En territorio europeo hay gente encarcelada por el simple hecho de no tener papeles. En Dinamarca se confiscan las riquezas de las personas que piden derecho de asilo y se encarcela a las que mendigan. En países como España se ha llegado a agitar desde las instituciones el temor a los refugiados, afirmando que entre ellos se infiltran yihadistas.
La Unión Europea impulsa un sorteo de personas –“tú sí, tú no”– con el que acepta a tan solo un mínimo porcentaje de los refugiados, mientras fuera de ella solo diez de los países más pobres del mundo acogen a casi la mitad de los 65 millones de refugiados que hay en el planeta, un máximo histórico.
Y aunque Alemania ha asumido una acogida de más de un millón de refugiados, el porcentaje sigue siendo inferior comparado con lo que acogen países mucho más pobres fuera de Europa. La Unión Europa ni siquiera cumple con sus propios objetivos al estar lejos de reubicar y reasentar a las personas con las que se comprometió para septiembre de este año. España destaca por su insolidaridad, con solo 1.304 refugiados reubicados y reasentados de un total (también tristemente ínfimo) de 17.337.
Desde la Unión Europea se exportan armas a países en guerra de los que huyen los refugiados. Las personas refugiadas intentan venir a Europa mientras las armas europeas van a los países de los que los refugiados huyen y en los que se viola de forma sistemática los derechos humanos más básicos. A pesar de ello, las naciones europeas mantienen acuerdos preferenciales y alianzas con gobiernos dictatoriales, con monarquías absolutistas o con potencias ocupantes que violan de forma sistemática la ley internacional.
A la Unión Europea hoy premiada Naciones Unidas la ha acusado de violar derechos humanos y la ley internacional con el cierre de fronteras y las expulsiones colectivas. En ella están algunos de los mayores exportadores de armas –Francia o Alemania– y en ella hay naciones que apuestan por un crecimiento mayor de su gasto militar. En ella se registra un recorte de derechos y libertades, con leyes mordaza, decretos de estados de excepción y participación habitual en bombardeos a terceros países en nombre de la paz y la seguridad.
Desde la Unión Europea diversos Estados defienden la apuesta unilateral de la vía militar para conflictos que tienen su origen en la desigualdad económica, en la injusticia social, en el recorte de inversión en servicios públicos, en la precariedad. En esta nueva etapa de multipolaridad la Unión Europea coquetea con aumentar su independencia y hegemonía militar a base de más aventuras bélicas propias, como la intervención en Mali, donde Francia busca más participación de otras naciones europeas como España.

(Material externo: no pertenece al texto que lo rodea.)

PR #1822, opened 2019-11-21
Add Local Volume support to ContainerFilter

joncwong:
#1770

I accidentally have another feature branch's commit in there that I had to remove. Let me know if I should try to remove that from the history.


kyaml/kio/filters/container.go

Las razones de la concesión del Premio Princesa de Asturias de la Concordia a la UE son frágiles y endebles. La segunda década de este siglo XXI será estudiada por los historiadores del futuro como una época de recorte de derechos y libertades, de crecimiento de la xenofobia y de carrera armamentística.
Por todo ello urge más que nunca una Europa comprometida con la lucha por la paz y los derechos humanos. Pero de momento presenciamos una Europa que acepta la desigualdad como algo natural e inevitable, condenando a los otros a la muerte o a la clandestinidad. Y con ello condenándose a sí misma.